You start checking off points on your fingertips. "You start by getting Sally to offer them her car's black box log. Once you know exactly where she was when the incident happened — the blackbox GPS will tell you that — you tell them to serve a FOIA disclosure notice on the Highways Agency for their nearby camera footage — if they won't listen at first I'll talk you through doing that yourself. That will tell you whether the Optare was involved, in which case you can kick Abuse into opening a fraudulent claim file on the other driver. Then you can go after the medical side. If the other driver has a doctor's note, pull their BMA records and see if they're legit — I'll bet you a bottle of Chardonnay there's a reprimand on file because doctors who're willing to diagnose fictional ailments for cash rarely stop at one. Once you've got that, you can go after the vehicle with a statutory vehicle history disclosure notice — that's what the police use on you if they think you're driving a chop job — and then you can query the vehicle's book value. At which point, if you're right and it's a swoop and squat, NU will hit up their insurer for the full value of the claim and blacklist them, while indemnifying you. Your insurer should do all of this automatically if you get their Abuse team's attention, but you don't have to wait — the forms are all online, you can do it from your phone, and once you've got the ball rolling your insurer will pick it up."

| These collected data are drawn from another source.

PR #1050, opened 2016-10-25
modified watch screen to display extruder when printing.

michael-moore0:
I have found that when a print is in progress, I have more interest in the Extruder position than the X and Y positions (which are changing too rapidly).  I modified the watch screen to display the X, Y and Z positions when the printer is idle, and the Extruder and Z positions when printing.

I present this for your consideration, in case anyone else would find it useful.

### DIFF
--- a/src/modules/utils/panel/screens/3dprinter/WatchScreen.cpp
+++ b/src/modules/utils/panel/screens/3dprinter/WatchScreen.cpp
@@ -22,6 +22,7 @@
 #include "SwitchPublicAccess.h"
 #include "checksumm.h"
 #include "TemperatureControlPool.h"
+#include "ExtruderPublicAccess.h"
 
 
 #include <math.h>
@@ -29,6 +30,8 @@
 #include <string>
 #include <stdio.h>
 #include <algorithm>
+
+#define extruder_checksum CHECKSUM("extruder")
 
 using namespace std;
 static const uint8_t icons[] = { // 16x80 - he1, he2, he3, bed, fan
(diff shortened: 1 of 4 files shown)


wolfmanjm:
This is not my personal preference, I prefer to see XYZ. 
However if there was a config option to select the display then I think this maybe a preference for some people. I think you could use a boolean and config option to select the display you prefer (use it in a packed struct so it uses no extra memory :)

src/modules/utils/panel/screens/3dprinter/WatchScreen.cpp
```diff
@@ -249,7 +252,17 @@ void WatchScreen::display_menu_line(uint16_t line)
             }
             break;
         }
-        case 1: THEPANEL->lcd->printf("X%4d Y%4d Z%7.2f", (int)round(this->pos[0]), (int)round(this->pos[1]), this->pos[2]); break;
+        case 1:
+            if ( THEPANEL->is_playing() ) {
+                pad_extruder_t rd;
+                float extruder_pos = (PublicData::get_value( extruder_checksum, (void *)&rd )) ? rd.current_position : -1;
```
michael-moore0: Sure, that would not be a problem.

Mike goes glassy-eyed halfway through your explanation, but that's okay: he's nodding like a parcel shelf ornament, which means he's got the essential message that he's anything but helpless. Civilians confronted by an alien bureaucracy always feel helpless at first, but once they realize there's a way to get what they want they usually recover. "I think I got some of that —" 

"I'll email you tomorrow." From the office, in your copious free time, you'll off-handedly throw him a FAQ: Nailing Petty Insurance Fraud 101. Mike asking you to help with Sally's fraudulent car claim is a bit like calling in an air strike to deal with a primary school bully, but he's your friend, and besides, if anyone in the office notices and makes a fuss you can point out that it's good public relations.  

"Thanks, everso." With classic English understatement, he looks more grateful than he sounds. 

While you were talking, Eric and Matthew have somehow gone from twitching slightly to Matthew lying on his back with the tip of Eric's sword touching his stomach. As you watch, Eric brings up his point in salute and backs out of the duelling space. You stand up, feeling an itchy urge to claw your way back out of your work head space, and turn to Mike: "best of three rounds?"